Check thermal safety before your first print. Klipper’s runaway protection lives in the [verify_heater] config section. Make sure it’s in your printer.cfg:

[verify_heater extruder]
max_error: 120
check_gain_time: 20
hysteresis: 5
heating_gain: 2

Without this section, Klipper won’t catch a runaway heater. Check it’s there before printing.

Klipper has no native power-loss resume, unlike Marlin. The third-party power_loss_recovery plugin adds it, but it’s less reliable than Marlin’s version. On an enclosed ABS printer running multi-hour prints, a UPS beats software recovery.

Backing Up Your Klipper Configuration

printer.cfg represents weeks or months of tuning work. Treat it like production code.
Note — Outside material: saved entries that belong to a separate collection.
PR #20, opened 2017-04-03
Fix b/21168971 Use a separate formatter without color for FileHandler

BrettMichaelJohnson:


logging.properties
```diff
@@ -9,7 +9,7 @@ java.util.logging.ConsoleHandler.formatter = com.google.enterprise.adaptor.Custo
 # then uncomment the following line to force colors off.
 # com.google.enterprise.adaptor.CustomFormatter.useColor = false
 
-java.util.logging.FileHandler.formatter=com.google.enterprise.adaptor.CustomFormatter
+java.util.logging.FileHandler.formatter=com.google.enterprise.adaptor.CustomFormatter.NoColor
```
wiarlawd: The choice between ".useColor = false" and ".NoColor" is confusing, since they both accomplish the same thing. Maybe change the comments to suggest using the NoColor formatter instead of useColor = false? We could even add a parallel Color subclass with setColor(true), and use the two new classes in preference to the static property, while preserving the original class and property for backward compatibility.

src/com/google/enterprise/adaptor/CustomFormatter.java
```diff
@@ -65,6 +65,16 @@ public CustomFormatter() {
     }
   }
 
+  public CustomFormatter(boolean useColor) {
+    setUseColor(useColor);
+  }
+
+  public class NoColor extends CustomFormatter {
```
wiarlawd: static?

wiarlawd: Add javadoc.

src/com/google/enterprise/adaptor/CustomFormatter.java
```diff
@@ -65,6 +65,16 @@ public CustomFormatter() {
     }
   }
 
+  public CustomFormatter(boolean useColor) {
```
wiarlawd: private?

wiarlawd (commented):
More comments than you might have thought possible. ;-)

John L

logging.properties
BrettMichaelJohnson: Done.

src/com/google/enterprise/adaptor/CustomFormatter.java
BrettMichaelJohnson: Done.

src/com/google/enterprise/adaptor/CustomFormatter.java
BrettMichaelJohnson: Done.

BrettMichaelJohnson: Done.

src/com/google/enterprise/adaptor/CustomFormatter.java
```diff
@@ -65,6 +65,24 @@ public CustomFormatter() {
...
   }
 
+  private CustomFormatter(boolean useColor) {
+    setUseColor(useColor);
+  }
+
+  /** A CustomFormatter that forces the use of colors. */
+  public static class Color extends CustomFormatter {
+    public Color() {
+      super(true);
```
wiarlawd, line 75: This isn't what I meant, though it's what I wrote, and I like this better. I just meant ignore the useColor property, rather than bypassing the auto-detect as well. But this is basically Color/NoColor is a full replacement for useColor, while the base CustomFormatter implements the auto-detect, and is not deprecated. SGTM.

src/com/google/enterprise/adaptor/CustomFormatter.java
```diff
@@ -65,6 +65,24 @@ public CustomFormatter() {
     }
```
wiarlawd, line 65: If we're deprecating useColor, then we should log a message about it here, and update the class javadoc to mention Color and NoColor instead of useColor, or at least in preference to it.

PapaJoltOmega (approved):
LGTm. Thank you

PapaJoltOmega (changes requested):
What is the behaviour when someone upgrades their connector?  Does their connector continue to run?  Did we make some config files invalid and cause connector to fail startup?

BrettMichaelJohnson:
The CustomFormatter class remains public and largely unchanged (including looking for useColor config), so existing logging.properties files will still work.  The installers don't really "upgrade".  If you point it at an existing installation, Windows prompts you when overwriting existing files, so the user can choose to use their existing logging.properties or overwrite it with the new one.  The logging.properties files used by each installer are not not the ones in GitHub for each connector (or the library's).  They are currently in a set of input files used for each connector's installer.  They are all nearly identical, except for setting the logging level for each adaptor's package, and the name of log files.

PapaJoltOmega (approved):
Thank you.  Happy to hear confirmation that  admin's existing logging.properties continues to be valid.

PR #21, opened 2017-04-05
Revert "Fix b/33924233 Use noIndex instead of notFound when skipping docs"

BrettMichaelJohnson:
Reverts googlegsa/library#19


PapaJoltOmega (approved):
LGTM. Thank you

The simplest approach is git version control:

cd ~/printer_data/config
git init
git add printer.cfg moonraker.conf
git commit -m "initial config"

Moonraker’s backup plugin can push to a private GitHub or Gitea repo after every config change. Set it up in moonraker.conf:

[backup]
host: github.com
port: 22
folder: ~/printer_data/config
service: git_repo
path: your-repo-name

A corrupted SD card, a failed OS upgrade, or an accidental rm during maintenance can wipe everything. A remote git backup means recovery is a git clone away. This is doubly important for CAN bus setups and multi-material configs, where the config is far more complex. If you want full BIOS-level remote access to the Pi host itself, not just the Mainsail UI, PiKVM gives you a console before the OS even boots. That helps a lot when you’re recovering from a bad OS upgrade.

Running Klipper changes how 3D printing works, not just how fast it goes. The first input shaping run is the turning point: you watch ringing vanish on prints that used to look like corduroy at speed. That’s the moment most people stop treating Klipper as optional.